▸ **What you will do**
Please return the lines, both ends included, that run from the one containing "- https://github.com/grafana/loki/pull/19393" to the last line of the data below, exactly and alone.

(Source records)
PR #5789, opened 2025-10-23
feat(s3): Support S3 SSE-C encryption

### LINKED ISSUE #5761: Tempo S3 with SSE-C
Currently, the only valid S3 SSE options in Tempo are SSE-KMS and SSE-S3.
These options are not available in my cloud offering (Scaleway) at this time.

I'd love if support for SSE-C was added into Tempo.

I've seen some folks are working on it for Loki: 
- https://github.com/grafana/loki/issues/9501
- https://github.com/grafana/loki/pull/19393

Some other for Mimir:
- https://github.com/grafana/mimir/issues/3381
- https://github.com/grafana/mimir/pull/3383

SSE-S3, SSE-KMS, Encryption at rest: not available at my clouder (Scaleway).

▸ **Answer section**
- https://github.com/grafana/loki/pull/19393

Some other for Mimir:
- https://github.com/grafana/mimir/issues/3381
- https://github.com/grafana/mimir/pull/3383

SSE-S3, SSE-KMS, Encryption at rest: not available at my clouder (Scaleway).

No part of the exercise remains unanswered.